(DATA EXTRACTS Opens)

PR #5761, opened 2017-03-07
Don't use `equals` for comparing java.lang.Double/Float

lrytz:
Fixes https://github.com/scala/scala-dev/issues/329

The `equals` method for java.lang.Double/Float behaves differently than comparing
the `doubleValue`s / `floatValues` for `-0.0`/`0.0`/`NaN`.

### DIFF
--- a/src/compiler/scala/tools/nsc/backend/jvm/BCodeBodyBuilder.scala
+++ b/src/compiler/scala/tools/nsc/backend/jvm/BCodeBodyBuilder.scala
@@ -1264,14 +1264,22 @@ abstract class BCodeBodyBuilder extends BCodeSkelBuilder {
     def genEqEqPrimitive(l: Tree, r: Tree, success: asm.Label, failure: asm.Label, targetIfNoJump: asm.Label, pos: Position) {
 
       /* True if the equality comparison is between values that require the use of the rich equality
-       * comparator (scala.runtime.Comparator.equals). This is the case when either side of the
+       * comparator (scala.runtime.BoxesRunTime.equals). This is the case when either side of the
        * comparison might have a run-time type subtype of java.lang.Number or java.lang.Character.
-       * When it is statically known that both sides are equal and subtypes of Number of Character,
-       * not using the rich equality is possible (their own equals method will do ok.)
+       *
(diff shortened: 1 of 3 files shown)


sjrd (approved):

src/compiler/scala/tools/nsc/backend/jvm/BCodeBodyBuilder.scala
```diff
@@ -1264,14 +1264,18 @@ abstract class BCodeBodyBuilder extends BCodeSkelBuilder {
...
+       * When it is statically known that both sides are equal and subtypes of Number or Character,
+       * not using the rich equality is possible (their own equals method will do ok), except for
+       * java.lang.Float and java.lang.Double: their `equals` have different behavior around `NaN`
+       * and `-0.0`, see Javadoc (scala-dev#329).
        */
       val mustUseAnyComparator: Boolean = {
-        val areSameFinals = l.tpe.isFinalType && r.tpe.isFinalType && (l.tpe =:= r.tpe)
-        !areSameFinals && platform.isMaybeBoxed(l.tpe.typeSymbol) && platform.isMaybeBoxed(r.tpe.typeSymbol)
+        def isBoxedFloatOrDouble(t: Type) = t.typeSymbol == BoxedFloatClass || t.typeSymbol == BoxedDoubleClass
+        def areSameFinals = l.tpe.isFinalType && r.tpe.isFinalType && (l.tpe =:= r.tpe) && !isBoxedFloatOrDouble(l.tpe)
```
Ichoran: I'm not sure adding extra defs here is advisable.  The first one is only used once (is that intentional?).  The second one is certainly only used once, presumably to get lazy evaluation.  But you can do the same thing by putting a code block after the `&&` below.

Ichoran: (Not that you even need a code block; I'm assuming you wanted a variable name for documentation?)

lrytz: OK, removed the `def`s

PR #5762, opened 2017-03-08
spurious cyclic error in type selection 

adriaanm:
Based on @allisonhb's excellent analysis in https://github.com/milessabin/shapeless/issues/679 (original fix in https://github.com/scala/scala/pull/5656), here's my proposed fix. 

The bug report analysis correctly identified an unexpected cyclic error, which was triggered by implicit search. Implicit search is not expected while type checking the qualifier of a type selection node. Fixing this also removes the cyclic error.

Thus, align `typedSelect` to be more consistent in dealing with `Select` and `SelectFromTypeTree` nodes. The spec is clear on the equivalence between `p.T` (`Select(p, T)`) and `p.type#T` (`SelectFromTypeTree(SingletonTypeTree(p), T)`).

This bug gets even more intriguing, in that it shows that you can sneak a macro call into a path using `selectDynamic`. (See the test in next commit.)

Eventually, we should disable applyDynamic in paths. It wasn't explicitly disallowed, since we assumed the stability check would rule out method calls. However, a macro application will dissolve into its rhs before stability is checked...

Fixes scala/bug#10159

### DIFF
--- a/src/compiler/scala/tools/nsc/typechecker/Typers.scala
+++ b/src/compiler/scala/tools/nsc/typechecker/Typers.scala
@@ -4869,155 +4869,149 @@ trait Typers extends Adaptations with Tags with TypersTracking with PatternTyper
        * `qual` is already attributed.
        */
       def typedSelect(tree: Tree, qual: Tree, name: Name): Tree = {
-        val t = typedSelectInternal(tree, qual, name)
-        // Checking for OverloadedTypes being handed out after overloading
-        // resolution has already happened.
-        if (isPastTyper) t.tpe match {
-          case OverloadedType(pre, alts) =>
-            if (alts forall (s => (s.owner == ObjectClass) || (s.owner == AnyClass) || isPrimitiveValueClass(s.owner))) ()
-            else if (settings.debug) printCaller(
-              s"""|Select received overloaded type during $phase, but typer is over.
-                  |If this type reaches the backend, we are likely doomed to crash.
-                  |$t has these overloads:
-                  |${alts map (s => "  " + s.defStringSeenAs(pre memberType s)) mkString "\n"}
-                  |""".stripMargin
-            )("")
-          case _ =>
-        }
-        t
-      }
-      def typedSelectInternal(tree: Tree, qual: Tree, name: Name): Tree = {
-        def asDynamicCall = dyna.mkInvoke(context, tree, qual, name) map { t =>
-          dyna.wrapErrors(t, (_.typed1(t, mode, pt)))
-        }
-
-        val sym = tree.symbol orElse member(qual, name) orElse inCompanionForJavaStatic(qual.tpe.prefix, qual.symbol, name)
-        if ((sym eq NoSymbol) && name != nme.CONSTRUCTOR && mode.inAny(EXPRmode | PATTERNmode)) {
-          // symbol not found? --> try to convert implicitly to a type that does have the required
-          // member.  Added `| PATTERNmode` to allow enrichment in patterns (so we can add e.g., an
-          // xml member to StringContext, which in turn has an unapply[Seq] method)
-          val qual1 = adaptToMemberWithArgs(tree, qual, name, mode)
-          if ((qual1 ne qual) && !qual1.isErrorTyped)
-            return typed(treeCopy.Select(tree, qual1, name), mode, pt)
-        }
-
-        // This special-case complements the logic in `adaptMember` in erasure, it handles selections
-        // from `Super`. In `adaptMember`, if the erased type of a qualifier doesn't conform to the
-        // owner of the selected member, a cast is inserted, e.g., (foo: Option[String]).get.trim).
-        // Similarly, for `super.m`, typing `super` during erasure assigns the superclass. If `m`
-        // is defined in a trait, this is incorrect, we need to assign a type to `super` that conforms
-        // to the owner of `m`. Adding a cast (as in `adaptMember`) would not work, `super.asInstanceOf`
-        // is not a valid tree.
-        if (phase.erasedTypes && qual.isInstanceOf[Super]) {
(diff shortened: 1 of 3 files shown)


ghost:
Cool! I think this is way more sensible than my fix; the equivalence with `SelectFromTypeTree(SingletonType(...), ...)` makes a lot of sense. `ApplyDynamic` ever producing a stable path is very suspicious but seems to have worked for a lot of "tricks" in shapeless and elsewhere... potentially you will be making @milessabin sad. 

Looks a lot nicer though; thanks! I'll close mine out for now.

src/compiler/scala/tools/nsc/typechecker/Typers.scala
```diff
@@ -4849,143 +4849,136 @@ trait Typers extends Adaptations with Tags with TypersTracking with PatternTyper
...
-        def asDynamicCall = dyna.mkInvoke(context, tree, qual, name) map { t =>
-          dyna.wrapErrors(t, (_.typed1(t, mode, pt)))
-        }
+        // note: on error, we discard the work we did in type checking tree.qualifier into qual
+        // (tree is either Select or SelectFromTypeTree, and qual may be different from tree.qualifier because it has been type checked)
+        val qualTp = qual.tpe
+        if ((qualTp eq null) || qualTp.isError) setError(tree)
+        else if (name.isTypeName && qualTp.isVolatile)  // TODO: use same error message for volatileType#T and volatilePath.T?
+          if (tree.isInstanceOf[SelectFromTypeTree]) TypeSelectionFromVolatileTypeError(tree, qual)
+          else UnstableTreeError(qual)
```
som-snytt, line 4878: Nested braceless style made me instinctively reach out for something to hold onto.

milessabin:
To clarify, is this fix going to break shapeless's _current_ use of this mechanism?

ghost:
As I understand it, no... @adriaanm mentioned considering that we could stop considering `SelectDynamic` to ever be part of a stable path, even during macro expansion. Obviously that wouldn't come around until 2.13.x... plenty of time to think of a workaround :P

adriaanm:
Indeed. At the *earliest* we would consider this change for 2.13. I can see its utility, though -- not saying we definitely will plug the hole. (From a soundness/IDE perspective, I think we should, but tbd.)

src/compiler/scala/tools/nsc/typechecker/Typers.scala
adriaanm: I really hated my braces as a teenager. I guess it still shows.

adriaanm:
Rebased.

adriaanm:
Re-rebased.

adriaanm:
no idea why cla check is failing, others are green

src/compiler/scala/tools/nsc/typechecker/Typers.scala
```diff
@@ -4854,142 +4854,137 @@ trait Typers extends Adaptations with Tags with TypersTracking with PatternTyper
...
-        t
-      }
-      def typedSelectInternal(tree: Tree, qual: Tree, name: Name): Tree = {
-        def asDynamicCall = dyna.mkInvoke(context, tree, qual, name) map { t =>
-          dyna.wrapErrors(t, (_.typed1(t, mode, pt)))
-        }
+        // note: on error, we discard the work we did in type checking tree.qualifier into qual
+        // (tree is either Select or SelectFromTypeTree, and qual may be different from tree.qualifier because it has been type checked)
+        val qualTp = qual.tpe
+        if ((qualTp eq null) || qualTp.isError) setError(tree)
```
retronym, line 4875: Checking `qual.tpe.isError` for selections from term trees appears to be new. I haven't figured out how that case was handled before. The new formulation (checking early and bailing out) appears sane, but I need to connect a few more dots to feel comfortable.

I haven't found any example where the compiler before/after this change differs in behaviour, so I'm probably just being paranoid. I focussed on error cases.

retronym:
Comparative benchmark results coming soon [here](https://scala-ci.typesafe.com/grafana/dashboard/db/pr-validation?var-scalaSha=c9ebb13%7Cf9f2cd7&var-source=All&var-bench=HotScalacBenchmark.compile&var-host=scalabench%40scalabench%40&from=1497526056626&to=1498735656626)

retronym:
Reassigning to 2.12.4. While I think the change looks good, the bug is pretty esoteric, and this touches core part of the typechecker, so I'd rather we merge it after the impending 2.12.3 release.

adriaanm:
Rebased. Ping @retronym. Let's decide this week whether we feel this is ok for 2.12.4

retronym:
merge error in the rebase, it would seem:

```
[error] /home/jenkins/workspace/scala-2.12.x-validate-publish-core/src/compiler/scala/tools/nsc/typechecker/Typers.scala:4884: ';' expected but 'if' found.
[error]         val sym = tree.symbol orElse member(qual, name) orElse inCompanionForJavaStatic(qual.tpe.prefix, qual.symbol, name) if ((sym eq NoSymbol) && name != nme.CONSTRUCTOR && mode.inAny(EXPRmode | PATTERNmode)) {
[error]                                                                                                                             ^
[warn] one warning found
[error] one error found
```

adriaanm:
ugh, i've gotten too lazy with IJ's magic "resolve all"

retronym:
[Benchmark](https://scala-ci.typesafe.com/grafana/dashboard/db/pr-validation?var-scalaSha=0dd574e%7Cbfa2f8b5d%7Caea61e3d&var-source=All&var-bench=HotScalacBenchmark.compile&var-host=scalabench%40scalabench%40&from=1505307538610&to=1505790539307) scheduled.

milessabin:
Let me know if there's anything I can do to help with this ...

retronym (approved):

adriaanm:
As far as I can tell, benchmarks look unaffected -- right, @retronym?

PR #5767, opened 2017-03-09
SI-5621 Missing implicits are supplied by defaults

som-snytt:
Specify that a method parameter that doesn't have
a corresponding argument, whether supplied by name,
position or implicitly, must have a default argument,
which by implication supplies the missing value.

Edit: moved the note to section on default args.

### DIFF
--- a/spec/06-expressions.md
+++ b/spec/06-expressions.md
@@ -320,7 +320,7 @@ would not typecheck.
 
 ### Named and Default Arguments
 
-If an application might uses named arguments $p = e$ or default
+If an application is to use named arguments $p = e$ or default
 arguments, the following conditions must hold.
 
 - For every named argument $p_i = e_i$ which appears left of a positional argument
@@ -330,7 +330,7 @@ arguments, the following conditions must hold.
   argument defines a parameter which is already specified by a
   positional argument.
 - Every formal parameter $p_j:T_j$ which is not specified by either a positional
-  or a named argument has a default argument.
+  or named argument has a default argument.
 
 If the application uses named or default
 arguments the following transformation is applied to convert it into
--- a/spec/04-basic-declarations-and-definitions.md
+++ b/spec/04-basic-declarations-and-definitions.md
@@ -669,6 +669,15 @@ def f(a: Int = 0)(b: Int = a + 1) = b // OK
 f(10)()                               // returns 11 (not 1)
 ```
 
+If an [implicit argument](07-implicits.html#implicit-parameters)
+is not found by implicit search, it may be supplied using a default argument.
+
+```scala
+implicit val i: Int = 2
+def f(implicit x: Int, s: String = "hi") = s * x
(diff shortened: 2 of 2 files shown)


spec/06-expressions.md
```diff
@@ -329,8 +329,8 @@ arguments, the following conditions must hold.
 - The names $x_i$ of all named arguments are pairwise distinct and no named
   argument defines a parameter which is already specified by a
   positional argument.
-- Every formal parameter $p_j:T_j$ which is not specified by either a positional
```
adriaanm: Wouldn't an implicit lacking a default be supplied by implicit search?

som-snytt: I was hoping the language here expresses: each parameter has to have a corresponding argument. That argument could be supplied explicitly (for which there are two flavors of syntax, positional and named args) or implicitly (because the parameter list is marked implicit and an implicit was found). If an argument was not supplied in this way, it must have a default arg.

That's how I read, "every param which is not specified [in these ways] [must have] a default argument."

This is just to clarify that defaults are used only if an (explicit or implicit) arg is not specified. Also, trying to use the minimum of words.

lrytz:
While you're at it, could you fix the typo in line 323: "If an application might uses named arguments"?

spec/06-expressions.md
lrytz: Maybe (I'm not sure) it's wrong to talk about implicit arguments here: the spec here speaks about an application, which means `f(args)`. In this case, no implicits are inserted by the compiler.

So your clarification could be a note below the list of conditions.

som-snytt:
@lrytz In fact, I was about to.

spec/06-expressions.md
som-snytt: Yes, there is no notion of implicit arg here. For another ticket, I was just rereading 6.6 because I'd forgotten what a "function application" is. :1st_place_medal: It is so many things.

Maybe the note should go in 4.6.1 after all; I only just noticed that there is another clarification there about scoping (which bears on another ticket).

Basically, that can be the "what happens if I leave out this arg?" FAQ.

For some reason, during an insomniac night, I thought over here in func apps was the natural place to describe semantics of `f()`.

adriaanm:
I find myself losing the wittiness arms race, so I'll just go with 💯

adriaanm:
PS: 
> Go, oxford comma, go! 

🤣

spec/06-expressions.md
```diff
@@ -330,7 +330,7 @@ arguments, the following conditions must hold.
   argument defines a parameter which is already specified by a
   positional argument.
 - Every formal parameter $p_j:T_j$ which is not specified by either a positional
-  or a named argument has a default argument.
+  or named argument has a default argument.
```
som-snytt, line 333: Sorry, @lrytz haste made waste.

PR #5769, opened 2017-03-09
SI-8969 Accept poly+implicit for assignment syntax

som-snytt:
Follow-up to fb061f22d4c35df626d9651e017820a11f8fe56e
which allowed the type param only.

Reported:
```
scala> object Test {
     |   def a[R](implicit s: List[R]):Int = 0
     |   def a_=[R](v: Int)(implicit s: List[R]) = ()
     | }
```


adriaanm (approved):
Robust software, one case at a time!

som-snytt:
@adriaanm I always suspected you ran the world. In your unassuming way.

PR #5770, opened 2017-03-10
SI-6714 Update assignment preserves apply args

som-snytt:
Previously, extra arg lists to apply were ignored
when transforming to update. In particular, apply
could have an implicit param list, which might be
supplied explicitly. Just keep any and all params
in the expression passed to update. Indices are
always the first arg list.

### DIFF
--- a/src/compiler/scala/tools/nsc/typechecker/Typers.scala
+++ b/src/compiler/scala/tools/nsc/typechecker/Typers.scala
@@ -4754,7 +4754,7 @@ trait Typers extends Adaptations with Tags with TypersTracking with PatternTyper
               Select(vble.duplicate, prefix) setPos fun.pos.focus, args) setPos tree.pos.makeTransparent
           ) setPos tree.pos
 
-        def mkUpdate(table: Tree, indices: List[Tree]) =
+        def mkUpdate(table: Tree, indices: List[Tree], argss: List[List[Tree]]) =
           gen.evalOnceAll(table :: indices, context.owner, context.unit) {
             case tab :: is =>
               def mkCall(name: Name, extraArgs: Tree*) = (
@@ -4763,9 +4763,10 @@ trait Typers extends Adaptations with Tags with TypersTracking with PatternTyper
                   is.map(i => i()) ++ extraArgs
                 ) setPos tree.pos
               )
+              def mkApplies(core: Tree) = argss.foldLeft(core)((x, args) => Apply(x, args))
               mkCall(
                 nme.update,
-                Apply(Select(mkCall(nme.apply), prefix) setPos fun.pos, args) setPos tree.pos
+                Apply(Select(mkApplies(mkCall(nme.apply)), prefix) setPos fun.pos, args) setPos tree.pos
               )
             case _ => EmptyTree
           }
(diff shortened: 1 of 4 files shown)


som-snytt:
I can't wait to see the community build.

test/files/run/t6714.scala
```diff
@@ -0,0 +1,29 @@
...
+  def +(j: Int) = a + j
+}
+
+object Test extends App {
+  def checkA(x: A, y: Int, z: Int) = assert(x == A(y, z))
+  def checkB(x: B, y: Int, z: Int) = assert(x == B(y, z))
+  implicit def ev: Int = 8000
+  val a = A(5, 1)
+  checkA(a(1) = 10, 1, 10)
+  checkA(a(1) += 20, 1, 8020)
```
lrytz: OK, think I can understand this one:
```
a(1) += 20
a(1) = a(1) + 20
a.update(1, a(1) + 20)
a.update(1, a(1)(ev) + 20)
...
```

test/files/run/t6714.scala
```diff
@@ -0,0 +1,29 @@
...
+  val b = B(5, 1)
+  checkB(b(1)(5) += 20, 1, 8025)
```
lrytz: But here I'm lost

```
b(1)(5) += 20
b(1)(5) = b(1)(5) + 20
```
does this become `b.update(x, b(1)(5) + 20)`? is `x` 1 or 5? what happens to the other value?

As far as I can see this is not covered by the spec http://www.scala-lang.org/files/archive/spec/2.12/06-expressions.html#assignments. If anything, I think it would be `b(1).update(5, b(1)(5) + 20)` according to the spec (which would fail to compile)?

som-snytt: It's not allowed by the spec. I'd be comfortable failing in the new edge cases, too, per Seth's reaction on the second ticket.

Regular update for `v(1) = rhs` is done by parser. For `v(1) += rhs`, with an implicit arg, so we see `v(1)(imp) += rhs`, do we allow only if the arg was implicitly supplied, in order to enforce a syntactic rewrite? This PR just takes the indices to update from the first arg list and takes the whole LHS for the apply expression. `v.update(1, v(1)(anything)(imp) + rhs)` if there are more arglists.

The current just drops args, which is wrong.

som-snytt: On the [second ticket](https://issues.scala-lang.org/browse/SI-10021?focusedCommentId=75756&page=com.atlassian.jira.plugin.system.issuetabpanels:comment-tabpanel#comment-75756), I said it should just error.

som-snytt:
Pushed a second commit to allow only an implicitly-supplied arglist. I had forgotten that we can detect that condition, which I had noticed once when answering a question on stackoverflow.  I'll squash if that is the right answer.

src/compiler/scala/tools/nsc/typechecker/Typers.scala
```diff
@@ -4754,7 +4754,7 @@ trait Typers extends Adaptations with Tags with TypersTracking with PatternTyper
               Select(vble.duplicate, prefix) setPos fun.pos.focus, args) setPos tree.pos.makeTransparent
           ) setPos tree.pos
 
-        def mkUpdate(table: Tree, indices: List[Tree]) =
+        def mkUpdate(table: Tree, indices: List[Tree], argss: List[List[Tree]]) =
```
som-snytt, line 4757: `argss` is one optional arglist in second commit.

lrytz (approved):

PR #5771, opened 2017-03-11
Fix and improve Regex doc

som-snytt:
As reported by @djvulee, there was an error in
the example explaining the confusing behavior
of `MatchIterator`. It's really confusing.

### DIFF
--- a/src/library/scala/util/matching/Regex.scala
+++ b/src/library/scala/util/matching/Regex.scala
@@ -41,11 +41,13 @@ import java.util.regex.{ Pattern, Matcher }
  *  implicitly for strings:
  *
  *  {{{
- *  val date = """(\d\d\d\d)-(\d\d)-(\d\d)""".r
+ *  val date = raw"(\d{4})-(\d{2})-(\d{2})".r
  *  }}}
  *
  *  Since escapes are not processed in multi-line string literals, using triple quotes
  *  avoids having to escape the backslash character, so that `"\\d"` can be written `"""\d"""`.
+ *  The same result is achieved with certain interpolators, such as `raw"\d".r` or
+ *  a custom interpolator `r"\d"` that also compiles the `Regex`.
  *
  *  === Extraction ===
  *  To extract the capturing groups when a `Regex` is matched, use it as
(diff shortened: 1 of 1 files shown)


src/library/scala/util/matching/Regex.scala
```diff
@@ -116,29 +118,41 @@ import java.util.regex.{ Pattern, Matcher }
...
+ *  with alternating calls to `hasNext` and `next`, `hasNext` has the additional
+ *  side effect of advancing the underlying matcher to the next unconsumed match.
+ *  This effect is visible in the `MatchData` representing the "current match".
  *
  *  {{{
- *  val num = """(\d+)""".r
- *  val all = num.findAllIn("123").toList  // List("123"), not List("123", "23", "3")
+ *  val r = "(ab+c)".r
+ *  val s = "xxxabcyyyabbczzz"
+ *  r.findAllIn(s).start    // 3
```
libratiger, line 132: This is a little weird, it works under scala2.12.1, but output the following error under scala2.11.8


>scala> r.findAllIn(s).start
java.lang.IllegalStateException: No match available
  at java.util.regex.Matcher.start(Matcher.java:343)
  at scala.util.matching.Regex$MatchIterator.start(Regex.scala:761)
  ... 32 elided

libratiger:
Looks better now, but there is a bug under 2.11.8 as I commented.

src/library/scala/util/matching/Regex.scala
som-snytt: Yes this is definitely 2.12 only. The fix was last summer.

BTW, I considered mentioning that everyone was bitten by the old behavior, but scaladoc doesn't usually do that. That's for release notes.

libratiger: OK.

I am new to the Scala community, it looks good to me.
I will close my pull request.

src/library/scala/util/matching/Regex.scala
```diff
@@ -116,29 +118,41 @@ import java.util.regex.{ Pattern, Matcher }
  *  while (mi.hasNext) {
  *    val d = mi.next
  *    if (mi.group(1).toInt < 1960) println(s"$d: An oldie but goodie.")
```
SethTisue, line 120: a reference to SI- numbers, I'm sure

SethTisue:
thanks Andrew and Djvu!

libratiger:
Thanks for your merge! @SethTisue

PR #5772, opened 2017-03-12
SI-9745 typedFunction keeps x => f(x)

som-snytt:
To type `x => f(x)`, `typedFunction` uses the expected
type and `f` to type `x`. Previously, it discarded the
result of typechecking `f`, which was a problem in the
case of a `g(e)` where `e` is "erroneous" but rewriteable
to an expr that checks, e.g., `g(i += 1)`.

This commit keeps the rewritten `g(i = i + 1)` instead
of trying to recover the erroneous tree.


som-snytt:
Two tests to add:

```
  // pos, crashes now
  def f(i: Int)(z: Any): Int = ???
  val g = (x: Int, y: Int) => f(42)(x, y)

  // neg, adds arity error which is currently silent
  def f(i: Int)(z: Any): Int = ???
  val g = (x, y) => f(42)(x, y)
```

(DATA EXTRACTS Closes)

* [INSTRUCTIONS TO FOLLOW] From the entries above, copy each line holding "checkB".

* [RESPONSE]
+  def checkB(x: B, y: Int, z: Int) = assert(x == B(y, z))
+  checkB(b(1)(5) += 20, 1, 8025)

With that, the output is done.